G4S operates in more than 100 countries and has over 600,000 employees, according to its website. (Lars Schmidt)

Much has been made in recent weeks of Omar Mateen’s background. The perpetrator of the Orlando, Fla., massacre was alternately a “radical Islamist,” a deeply closeted gay man, a wife abuser, a mental case, everybody’s best friend in high school and a loser. The list goes on. But what the mainstream media — and the government, for that matter — have not talked about is the fact that Mateen was employed at the time of his crime by G4S, a London-based company that is one of the largest mercenary firms in the world, with intelligence contractors deployed in war zones and hot spots around the globe.

This could be a coincidence. Or it could be something more sinister. Was Mateen some sort of Manchurian candidate, for example?

For now, nobody is talking. The public, however, has a right to know what is going on in the shady world of intelligence contracting.

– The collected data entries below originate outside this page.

PR #12184, opened 2022-07-21
complete the drone pipeline runner type and platform os

zc2638:


andrewrk:
Cool profile pic. Can you explain the motivation for this change?

zc2638:
> Cool profile pic. Can you explain the motivation for this change?

The default runner type of the drone pipeline is docker, and its default platform os is linux.
Explicit specification is not required in principle, but it is helpful and more intuitive for subsequent use of different types of runners and other os, as (ref: https://github.com/ziglang/zig/blob/master/ci/zinc/drone.yml#L3) does.

andrewrk (approved):
OK, good enough for me, thank you for the explanation.

PR #12188, opened 2022-07-21
stage2: llvm - Implement C ABI when targetting wasm32

Luukdegram:
This utilizes the same logic as what the Wasm backend uses, similar to what was done for x86_64. All the C ABI tests are now passing and are enabled for Wasm specifically when stage2 is enabled.


andrewrk (approved):
Wow, great work!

G4S, as a government contractor involved in military operations, ought to have done an exhaustive background investigation on Mateen. There’s no evidence that it did, even after Mateen was questioned by the FBI after a friend reported that he had begun listening to speeches by radical clerics. Why? Did corporate leaders have something to hide? At a minimum, they should have known that they had an employee with a security problem. Unless that didn’t matter.

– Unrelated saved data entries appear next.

PR #12203, opened 2022-07-23
feat(std.fmt): reject more invalid type specifiers 

r00ster91:
This makes it so that if you try to do `std.debug.print("{x:10}", .{.hello})`, it errors because
trying to format an enum literal as hexadecimal makes no sense. Currently it compiles as-is.
Basically what you're supposed to do instead is, in that case, `"{:10}"` or `"{any:10}"`.
The ":10" part to align the thing of course still works.

This is supposed to catch mistakes like `"{b:10}", .{true}` where maybe the user assumed
"b" means "boolean" but it means "binary". Or maybe they assumed it would print `1` or whatever? It's ambiguous.
It just doesn't seem right to accept `"{u:10}", .{null}` (which currently prints as "null") when something like `"{s:10}", .{5}` isn't accepted either.
Silently ignoring such invalid specifiers can give the user the wrong expectations so we should explicitly reject such invalid specifiers to make sure what's printed actually matches the user's expectations.

During review of the initial iteration of the PR, slightly improving the style of the compile errors here and there happened to become a part of this PR because it seemed convenient. This has been discussed with Vexu. Please review by commit.

### DIFF
--- a/lib/std/fmt.zig
+++ b/lib/std/fmt.zig
@@ -83,7 +83,7 @@ pub fn format(
     const ArgsType = @TypeOf(args);
     const args_type_info = @typeInfo(ArgsType);
     if (args_type_info != .Struct) {
-        @compileError("Expected tuple or struct argument, found " ++ @typeName(ArgsType));
+        @compileError("expected tuple or struct argument, found " ++ @typeName(ArgsType));
     }
 
     const fields_info = args_type_info.Struct.fields;
@@ -127,7 +127,7 @@ pub fn format(
         if (i >= fmt.len) break;
 
         if (fmt[i] == '}') {
-            @compileError("Missing opening {");
+            @compileError("missing opening {");
         }
 
         // Get past the {
@@ -140,7 +140,7 @@ pub fn format(
         const fmt_end = i;
 
         if (i >= fmt.len) {
-            @compileError("Missing closing }");
+            @compileError("missing closing }");
         }
 
         // Get past the }
@@ -152,7 +152,7 @@ pub fn format(
             .none => null,
             .number => |pos| pos,
             .named => |arg_name| meta.fieldIndex(ArgsType, arg_name) orelse
-                @compileError("No argument with name '" ++ arg_name ++ "'"),
+                @compileError("no argument with name '" ++ arg_name ++ "'"),
         };
 
         const width = switch (placeholder.width) {
@@ -160,8 +160,8 @@ pub fn format(
             .number => |v| v,
             .named => |arg_name| blk: {
                 const arg_i = comptime meta.fieldIndex(ArgsType, arg_name) orelse
-                    @compileError("No argument with name '" ++ arg_name ++ "'");
-                _ = comptime arg_state.nextArg(arg_i) orelse @compileError("Too few arguments");
+                    @compileError("no argument with name '" ++ arg_name ++ "'");
+                _ = comptime arg_state.nextArg(arg_i) orelse @compileError("too few arguments");
                 break :blk @field(args, arg_name);
             },
         };
@@ -171,14 +171,14 @@ pub fn format(
             .number => |v| v,
             .named => |arg_name| blk: {
                 const arg_i = comptime meta.fieldIndex(ArgsType, arg_name) orelse
-                    @compileError("No argument with name '" ++ arg_name ++ "'");
-                _ = comptime arg_state.nextArg(arg_i) orelse @compileError("Too few arguments");
+                    @compileError("no argument with name '" ++ arg_name ++ "'");
+                _ = comptime arg_state.nextArg(arg_i) orelse @compileError("too few arguments");
                 break :blk @field(args, arg_name);
             },
         };
 
         const arg_to_print = comptime arg_state.nextArg(arg_pos) orelse
-            @compileError("Too few arguments");
+            @compileError("too few arguments");
 
         try formatType(
             @field(args, fields_info[arg_to_print].name),
@@ -198,7 +198,7 @@ pub fn format(
         const missing_count = arg_state.args_len - @popCount(ArgSetType, arg_state.used_args);
         switch (missing_count) {
             0 => unreachable,
-            1 => @compileError("Unused argument in '" ++ fmt ++ "'"),
+            1 => @compileError("unused argument in '" ++ fmt ++ "'"),
             else => @compileError((comptime comptimePrint("{d}", .{missing_count})) ++ " unused arguments in '" ++ fmt ++ "'"),
         }
     }
@@ -217,7 +217,7 @@ fn parsePlaceholder(comptime str: anytype) Placeholder {
     // Skip the colon, if present
     if (comptime parser.char()) |ch| {
         if (ch != ':') {
-            @compileError("Expected : or }, found '" ++ [1]u8{ch} ++ "'");
+            @compileError("expected : or }, found '" ++ [1]u8{ch} ++ "'");
         }
     }
 
@@ -252,7 +252,7 @@ fn parsePlaceholder(comptime str: anytype) Placeholder {
     // Skip the dot, if present
     if (comptime parser.char()) |ch| {
         if (ch != '.') {
-            @compileError("Expected . or }, found '" ++ [1]u8{ch} ++ "'");
+            @compileError("expected . or }, found '" ++ [1]u8{ch} ++ "'");
         }
     }
 
@@ -261,7 +261,7 @@ fn parsePlaceholder(comptime str: anytype) Placeholder {
         @compileError(@errorName(err));
 
     if (comptime parser.char()) |ch| {
-        @compileError("Extraneous trailing character '" ++ [1]u8{ch} ++ "'");
+        @compileError("extraneous trailing character '" ++ [1]u8{ch} ++ "'");
     }
 
     return Placeholder{
@@ -423,7 +423,7 @@ pub fn formatAddress(value: anytype, options: FormatOptions, writer: anytype) @T
         else => {},
     }
 
-    @compileError("Cannot format non-pointer type " ++ @typeName(T) ++ " with * specifier");
+    @compileError("cannot format non-pointer type " ++ @typeName(T) ++ " with * specifier");
 }
 
 // This ANY const is a workaround for: https://github.com/ziglang/zig/issues/7948
@@ -608,7 +608,7 @@ pub fn formatType(
                         }
                         return;
                     }
-                    @compileError("Unknown format string: '" ++ actual_fmt ++ "' for type '" ++ @typeName(T) ++ "'");
+                    @compileError("unknown format string: '" ++ actual_fmt ++ "' for type '" ++ @typeName(T) ++ "'");
                 },
                 .Enum, .Union, .Struct => {
                     return formatType(value.*, actual_fmt, options, writer, max_depth);
@@ -630,7 +630,7 @@ pub fn formatType(
                         else => {},
                     }
                 }
-                @compileError("Unknown format string: '" ++ actual_fmt ++ "' for type '" ++ @typeName(T) ++ "'");
+                @compileError("unknown format string: '" ++ actual_fmt ++ "' for type '" ++ @typeName(T) ++ "'");
             },
             .Slice => {
                 if (actual_fmt.len == 0)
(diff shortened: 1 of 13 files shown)


src/link/MachO/Dylib.zig
```diff
@@ -207,7 +207,7 @@ fn readLoadCommands(
                 }
             },
             else => {
-                log.debug("Unknown load command detected: 0x{x}.", .{cmd.cmd()});
+                log.debug("Unknown load command detected: 0x{x}.", .{@enumToInt(cmd.cmd())});
```
r00ster91, line 210: Excellent example here. I'm pretty sure currently this would print as `0xSYMSEG` or whatever because they assumed it would print the integer of the enum but that's not the case. Clearly we want a number here, so now it'll print as `0x3`.

src/print_zir.zig
```diff
@@ -550,7 +550,7 @@ const Writer = struct {
     fn writeElemTypeIndex(self: *Writer, stream: anytype, inst: Zir.Inst.Index) !void {
         const inst_data = self.code.instructions.items(.data)[inst].bin;
         try self.writeInstRef(stream, inst_data.lhs);
-        try stream.print(", {d})", .{inst_data.rhs});
+        try stream.print(", {})", .{inst_data.rhs});
```
r00ster91, line 553: Not entirely sure what this should be. AFAIK `inst_data.rhs` here is an enum and the specifier was `{d}` and the function says it writes the element type index, so should this be `", {d})", .{@enumToInt(inst_data.rhs)}` instead?

lib/std/fmt.zig
```diff
@@ -444,6 +444,15 @@ fn defaultSpec(comptime T: type) [:0]const u8 {
     return "";
 }
 
+// This errors when we're given an explicit type specifier (i.e. not "any" or nothing).
+fn checkNoSpecifier(comptime thing: []const u8, comptime actual_fmt: []const u8) void {
+    if (actual_fmt.len != 0)
+        @compileError(comptime comptimePrint(
+            \\cannot format {s} with specifier '{s}'
+            \\try removing the specifier
+        , .{ thing, actual_fmt }));
```
Vexu, line 453: This should match other similar errors so:
```zig
"Unsupported format string '" ++ fmt ++ "' for type '" ++ @typeName(@TypeOf(value)) ++ "'"
```

src/print_zir.zig
Vexu: In this case `rhs` is used as a plain integer index so `@enumToInt` here is correct.

lib/std/fmt.zig
r00ster91: Are you talking about the formatted message or the code here?
Is it bad to use `comptimePrint` here because I think it's much more readable than those long `++` one-liners and it did not cause any problems for me when I tested this error with `comptimePrint` itself.
I do agree that the usage of a newline here is at least currently inconsistent with all the other messages because people just aren't used to the fact that they can use multiline strings now and they'll look pretty. `comptimePrint` doesn't seem to cause problems either. But that's just my style.
So if you insist, I can change it of course, but I would be interested in your opinion on this.

I chose to give the user a hint here (`"try removing the specifier"`) because here I'm in a pretty good position to say that removing the specifier will probably fix your problem. However looking at the mistakes I found with this, removing the specifier wasn't always the solution, so maybe it's still better to just remove it... yeah I will just do that.

If you're talking about the formatted string itself, that was kind of intentional because to be honest I never quite agreed with capitalizing a `@compileError` message because usually all errors are entirely in lowercase and the compiler does it that way too. It would only be consistent.
And we already have such messages elsewhere anyway: https://github.com/ziglang/zig/blob/0df702d81a4d5e6b478a44b4037c5b62c6c2a2d7/lib/std/fmt.zig#L587

Vexu: I was talking about the content of the message, I think it is bad to have multiple different messages for the same kind of error, `comptimePrint` or `++` are either fine though `++` is much simpler.

I also prefer compile errors to be lowercased, I just directly copied the error found elsewhere, it would be better for those other uses to also be lowercase, or better yet, call this new function.

r00ster91: Ah yes, I understand now. You're right! I refactored it and made it into a more general function to be used for such errors.

r00ster91: @Vexu while I'm at it can I push a commit to this PR that lowercases all compile errors in just this file?

Vexu: Fine by me.

lib/std/fmt.zig
```diff
@@ -586,7 +604,7 @@ pub fn formatType(
                         }
                         return;
                     }
-                    @compileError("Unknown format string: '" ++ actual_fmt ++ "' for type '" ++ @typeName(T) ++ "'");
+                    @compileError("unknown format string: '" ++ actual_fmt ++ "' for type '" ++ @typeName(T) ++ "'");
```
Vexu, line 607: This should use `invalidFmtErr`.

lib/std/fmt.zig
```diff
@@ -608,7 +626,7 @@ pub fn formatType(
                         else => {},
                     }
                 }
-                @compileError("Unknown format string: '" ++ actual_fmt ++ "' for type '" ++ @typeName(T) ++ "'");
+                @compileError("unknown format string: '" ++ actual_fmt ++ "' for type '" ++ @typeName(T) ++ "'");
```
Vexu, line 629: Ditto

r00ster91:
This is definitely clashing with #12160. Will wait for that to be merged before I fix the remaining errors here. The fixes are the same as in that PR in many places.

r00ster91:
@Vexu the remaining fixes in my latest commit (after the force-push) were mostly guesswork. I was especially struggling with this one: https://github.com/ziglang/zig/blob/master/src/link/MachO.zig#L290
Maybe you know more about that. Or probably kubkon. I just left all behavior as it was right now. It's mostly just debug logging anyway.

I don't know why InKryption didn't hit these but I guess they were all new additions or something.

Vexu:
> Vexu the remaining fixes in my latest commit (after the force-push) were mostly guesswork. I was especially struggling with this one: https://github.com/ziglang/zig/blob/master/src/link/MachO.zig#L290 Maybe you know more about that. Or probably kubkon. I just left all behavior as it was right now. It's mostly just debug logging anyway.

I didn't care too much for debug logs when doing the original fixups either, kubkon can fix those properly later if he wants to.

> I don't know why InKryption didn't hit these but I guess they were all new additions or something.

I think a lot of these came from #12140 which was merged after InKryption's PR was done.

src/print_zir.zig
Vexu: This regressed at some point.

r00ster91:
That makes sense! Yeah it's nothing critical.

r00ster91:
@Vexu yeah I agree with inlining the `if`; looks better.
The change in the `.Enum => |enumInfo| {` prong though, where you [remove](https://github.com/ziglang/zig/compare/63976c03f3cf1132da8da08571118e893b0760ed..2f669adf3766a73340741a4ed15d120bd2a12e8f#diff-b2dd3e0e31147e6adc31a9099c0967f22e1c5fa2f6bdd7a65b00528e9bab976fL538-L539) the `if (actual_fmt.len != 0) invalidFmtErr(fmt, value);` in the `inline for (enumInfo.fields) |enumField| {`, it was there for this case of a non-exhaustive enum:

```zig
const std = @import("std");

const X = enum(u8) { A, _ };

pub fn main() void {
    std.debug.print("^ ('\\x{x:0>2}')\n", .{X.A});
}
```
Now it doesn't emit an error for this anymore.

If I add the `if (actual_fmt.len != 0) invalidFmtErr(fmt, value);` back there, it fixes that.

r00ster91:
Also, if I run the tests for `fmt.zig` locally, I get this failure:
```
enum: os.windows.win32error.Win32Error.INVALID_FUNCTION

enum: std.os.windows.win32error.Win32Error.INVALID_FUNCTION

```
(which can simply be fixed by adding "std." to the expected string)
and I'm not sure why it's happening now because this PR shouldn't change such behavior.

Vexu:
> Vexu yeah I agree with inlining the `if`; looks better. The change in the `.Enum` prong though, where you [removed](https://github.com/ziglang/zig/compare/63976c03f3cf1132da8da08571118e893b0760ed..2f669adf3766a73340741a4ed15d120bd2a12e8f#diff-b2dd3e0e31147e6adc31a9099c0967f22e1c5fa2f6bdd7a65b00528e9bab976fL538-L539) the `if (actual_fmt.len != 0) invalidFmtErr(fmt, value)` in the `inline for (enumInfo.fields)`, it was there for this case of a non-exhaustive enum:
> 
> Now it doesn't emit an error for this anymore.
> 
> If I add the `if (actual_fmt.len != 0) invalidFmtErr(fmt, value);` back there, it fixes that.

You can't disable the format string for only the named variants of a non-exhaustive enum and disabling them alltogether breaks the test `"non-exhaustive enum"`.

> Also, if I run the tests for fmt.zig locally, I get this failure:

That is a stage1/stage2 incompatibility, if you run the tests using stage2 as the CI does then the test passes, though it should be disabled for stage1 if it doesn't pass.

r00ster91:
> You can't disable the format string for only the named variants of a non-exhaustive enum and disabling them alltogether breaks the test "non-exhaustive enum".

I'm sorry, I'm not sure I entirely understand yet. Why should this pass?
```zig
const std = @import("std");
const Enum = enum(u16) { One = 0x000f, Two = 0xbeef, _ };
pub fn main() void {
    std.debug.print("{x}\n", .{Enum.One});
}
```
But not if it's exhaustive? if you remove `_`, it errors. I think it should error for non-exhaustive enums too (with `_`). Is there any case where printing the name of the tag of a non-exhaustive enum as e.g. hexadecimal makes sense?

The way I placed the `invalidFmtErr`s was supposed to make it so that only in the last case of `formatType(@enumToInt(value), actual_fmt, options, writer, max_depth)`, it accepts formats like `x` because in that case it's actually an integer. In all other cases, it formats it as the tag name right?

Vexu:
https://github.com/ziglang/zig/blob/a08b0fa706f79a506b219d59a0b58a6d5761dcd7/lib/std/fmt.zig#L2242

This test wont pass with that in place.

>The way I placed the `invalidFmtErr`s was supposed to make it so that only in the last case of `formatType(@enumToInt(value), actual_fmt, options, writer, max_depth)`, it accepts formats like `x` because in that case it's actually an integer. In all other cases, it formats it as the tag name in which anything other than empty or `any` doesn't make sense, right?

If you use `@enumToInt` you no longer hvae an enum and you wont hit that code path anyways.

r00ster91:
@andrewrk regarding your revert, for example in https://github.com/ziglang/zig/blob/master/src/link/MachO/Atom.zig#L544-L549 the optional is `rel.target.file` (https://github.com/ziglang/zig/blob/master/src/link/MachO.zig#L290).
It's a bit complicated but basically as @Vexu said,

> I think a lot of these came from https://github.com/ziglang/zig/pull/12140 which was merged after @InKryption's PR was done.

And now the fixes for these errors is part of my PR. But this PR depended on #12160. Can we get #12160 merged again and then this PR? As you can see, with this PR all CI checks pass again.

r00ster91:
One problem I found though is this:
```zig
const std = @import("std");

fn a() error{a}![]const u8 {
    return "hello";
}

pub fn main() void {
    std.debug.print("{!s}\n", .{a()});
}
```
This should work but with this PR, it errors. It works if you remove `error{a}`. I've fixed this by temporarily removing the check there.

Vexu:
> This should work but with this PR, it errors. It works if you remove `error{a}`. I've fixed this by temporarily removing the check there.

`stripOptionalOrErrorUnionSpec` should handle that in the `.ErrorUnion` prong.

Vexu:
Actually it should be fixed by just passing an empty string to the error branch of the if:
```diff
diff --git a/lib/std/fmt.zig b/lib/std/fmt.zig
index 62fd018a9..0df57f947 100644
--- a/lib/std/fmt.zig
+++ b/lib/std/fmt.zig
@@ -510,7 +510,7 @@ pub fn formatType(
             if (value) |payload| {
                 return formatType(payload, remaining_fmt, options, writer, max_depth);
             } else |err| {
-                return formatType(err, remaining_fmt, options, writer, max_depth);
+                return formatType(err, "", options, writer, max_depth);
             }
         },
         .ErrorSet => {
```

r00ster91:
@Vexu you're right; tests pass. Applied the patch.

r00ster91:
Conflicts resolved. Tests pass.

The public has a right to know, too, exactly what Mateen had access to while at G4S and what his job was, beyond “security guard” as we’ve been told by the company spokesman. The spokesman added, though, that the company was cooperating with authorities. But did Mateen have access to operational intelligence? Did he know something that the rest of us aren’t supposed to know?

There are issues beyond just those about Mateen as an individual, questions that the mainstream media is not asking and that G4S has not proactively answered. First, what does G4S really do? Its website lists generic services including fraud investigations, security products and software, and running juvenile prisons. It says in a half-dozen different ways that it provides security officers to pretty much anybody who needs them. But it doesn’t say much more than that. What kind of security officers? Where are they deployed? Who are they contracted to? There aren’t any answers.

Second, in 2010, G4S purchased Wackenhut, the international investigative and security firm founded by a former FBI agent in the 1950s and known for its ties to the U.S. intelligence community. Wackenhut also provides security guards in world hot spots and is no stranger to controversy. The firm was accused in the 1980s of providing arms and explosives to the Contra rebels in Nicaragua and was accused later of involvement in the murder of a Native American tribal chief in California.

Finally, G4S is a client of British disaster and crisis management firm Crisis Cast. Crisis Cast bills itself as a company made up of “award-winning role play actors and filmmakers specially trained in disaster and crisis management.” Want to plan for a catastrophe like, say, a mass shooting at a gay nightclub? Crisis Cast can walk you through it. Need help figuring out how to protect your company after one of its employees goes on a murderous rampage? Call Crisis Cast. Its actors can set up the mock attack and provide lessons learned when it’s all done. Facing accusations that one of your subsidiaries was involved in the murder of a U.S. citizen? Crisis Cast can work it out.

What does it all mean? Even those who eschew conspiracy theories have to admit that there are a lot of loose ends in this story that deserve to be tied up. G4S owes all of us an explanation. Not only must G4S come clean, but also the FBI has to come clean with the American people about what it learns in this investigation and where G4S’ tentacles reach.

We all have a right to know. But the FBI has never been fond of transparency. And neither has the “most transparent president in history.”

Don’t hold your breath for those answers.